I managed to get an initial patch up here:

http://code.google.com/p/leveldb/issues/detail?id=2

sghemawat · on May 8, 2011

leveldb is a persistent ordered map; bitcask is a persistent hash table (no ordered iteration).

bitcask stores a fixed size record in memory for every key. So for databases with large number of keys, it may use too much memory for some applications.

bitcask can guarantee at most one disk seek per lookup I think. leveldb may have to do a small handful of disk seeks. To clarify, leveldb stores data in a sequence of levels. Each level stores approximately ten times as much data as the level before it. A read needs one disk seek per level. So if 10% of the db fits in memory, leveldb will need to do one seek (for the last level since all of the earlier levels should end up cached in the OS buffer cache). If 1% fits in memory, leveldb will need two seeks.

sriramk · on May 8, 2011

I just need to say - it's pretty cool to see Sanjay Ghemawat hanging out on HN.

stephth · on May 8, 2011

Also worth noting: bitcask is written in erlang and leveldb in c++.

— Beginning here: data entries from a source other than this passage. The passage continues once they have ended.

PR #4743, opened 2020-02-03
Restore ability to load more than 100 products

mkllnk:
The simple order cycle form was not updated to use the new pagination.

#### What? Why?

#### Release notes


luisramos0:
I think there are a couple of problems to be done here, so I want for the easier approach: #4744

If we want to do this we need to:
- add summary count "25 of 130 Variants loaded"
- we would need to make the "select all" button work with paginated results
- we would need to make the simple create OC page work correctly as well
- remove copy pasted code - the code should not be repeated in two angular controllers

I think it will take maybe one day of dev time to handle these things plus testing to get these things right. I dont think this is a priority if 4744 solves the problem.

mkllnk:
I agree with all your points above. But now we are in performance tech-debt again. We should solve it properly. I'll create an issue and then we can prioritise.

mkllnk:
Closing this because the original issue has been solved. We now have some tech-debt: #4755.

luisramos0:
nice, thanks Maikel.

devpotato · on May 8, 2011

Technically bitcask is a combination of Erlang and C.

sghemawat · on May 8, 2011

One of the leveldb authors here. TokyoCabinet is something we seriously considered using instead of writing leveldb. TokyoCabinet has great performance usually. I haven't done a careful head-to-head comparison, but it wouldn't surprise me if it was somewhat faster than leveldb for many workloads. Plus TokyoCabinet is more mature, has matching server code etc. and may therefore be a better fit for many projects.

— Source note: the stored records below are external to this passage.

PR #4744, opened 2020-02-03
Make pagination optional in the ExchangeProductsController

luisramos0:
#### What? Why?

This is an alternative to https://github.com/openfoodfoundation/openfoodnetwork/pull/4743
Instead of adding pagination to the simple OC edit page it just make pagination optional on the server and so the simple OC page starts to load all products at once.

#### What should we test?
Simple create and edit OC page should work correctly and load more than 100 products if applicable.

#### Release notes
Changelog Category: Fixed
Fix problem in simple OC edit page. It's now loading over 100 products if available.

### DIFF
--- a/app/controllers/api/exchange_products_controller.rb
+++ b/app/controllers/api/exchange_products_controller.rb
@@ -1,9 +1,10 @@
 # frozen_string_literal: true
 
 # This controller lists products that can be added to an exchange
+#
+# Pagination is optional and can be required by using param[:page]
 module Api
   class ExchangeProductsController < Api::BaseController
-    DEFAULT_PAGE = 1
     DEFAULT_PER_PAGE = 100
 
     skip_authorization_check only: [:index]
@@ -49,6 +50,8 @@ module Api
     end
 
     def paginated_products
+      return products unless pagination_required?
+
       products.
         page(params[:page] || DEFAULT_PAGE).
         per(params[:per_page] || DEFAULT_PER_PAGE)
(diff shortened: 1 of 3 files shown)


app/controllers/api/exchange_products_controller.rb
```diff
@@ -1,9 +1,10 @@
 # frozen_string_literal: true
 
 # This controller lists products that can be added to an exchange
+#
+# Pagination is optional and can be required by using param[:page]
 module Api
   class ExchangeProductsController < Api::BaseController
-    DEFAULT_PAGE = 1
```
Matt-Yorkley: This is still used elsewhere in the class, right?

luisramos0: not any more. If no page number is provided in the request, it will not paginate results. That's what the PR changes.

luisramos0: My mistake, there's one occurrence. I need to remote it, it's not needed now.

luisramos0: ok, fixed 👍

app/controllers/api/exchange_products_controller.rb
```diff
@@ -49,8 +50,10 @@ def renderer
     end
 
     def paginated_products
+      return products unless pagination_required?
+
       products.
-        page(params[:page] || DEFAULT_PAGE).
```
Matt-Yorkley: It would be nice to add this back when we can.

spec/controllers/api/exchange_products_controller_spec.rb
```diff
@@ -51,12 +51,27 @@ module Api
         let(:exchange) { order_cycle.exchanges.outgoing.first }
         let(:products_relation) { Spree::Product.includes(:variants).where("spree_variants.id": exchange.variants.map(&:id)) }
 
-        it "paginates results" do
-          spree_get :index, exchange_id: exchange.id, page: 1, per_page: 1
+        before do
+          stub_const("Api::ExchangeProductsController::DEFAULT_PER_PAGE", 1)
```
sauloperez: `stub_const` is legacy and we should use:

```suggestion
          stub_const("Api::ExchangeProductsController::DEFAULT_PER_PAGE", 1)
          allow(
```

luisramos0:
imho I think this is good enough to stay as is. I think it's a valid feature to have optional pagination.

lin-d-hop:
Imported 120 products to a simple producer shop.
Created an order cycle and added all products. 
Went to the shopfront and saw all 120 products in the shopfront.

This is good to go :-)

NOTE
There was a short delay before all the products appeared for selection in the OC. This is not a problem, but might explain why when @RachL tested on Australian staging the OC Edit page did not load any products (total 6000+ products). Apparently this page used to work and no longer does with this number of products. Something to note.

luisramos0:
are you on fosdem? @RachL 's the internet speed will matter for that test with 6k...

RachL:
@luisramos0 yes will try again at home on wednesday, but this is not a blocker.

However because of a fundamental difference in data structures (TokyoCabinet uses btrees for ordered storage; leveldb uses log structured merge trees), random write performance (which is important for our needs) is significantly better in leveldb. This part we did measure. IIRC, we could fill TokyoCabinet with a million 100-byte writes in less than two seconds if writing sequentially, but the time ballooned to ~2000 seconds if we wrote randomly. The corresponding slowdown for leveldb is from ~1.5 seconds (sequential) to ~2.5 seconds (random).

lisper · on May 8, 2011

Did you consider fractal trees?

http://tokutek.com/presentations/bender-Scalperf-9-09.pdf

yingfeng · on May 9, 2011

fractal trees should have a faster read performance with leveldb with a comparable updating performance. There does not exist any open source solution for such structure, while we could hope that www.acunu.com might provide an open source solution for similary Stratified B-tree http://www.acunu.com/2011/04/log-file-systems-and-ssds-made-...

br1 · on May 9, 2011

Being in-kernel, acunu is very far from the lightness of LevelDB.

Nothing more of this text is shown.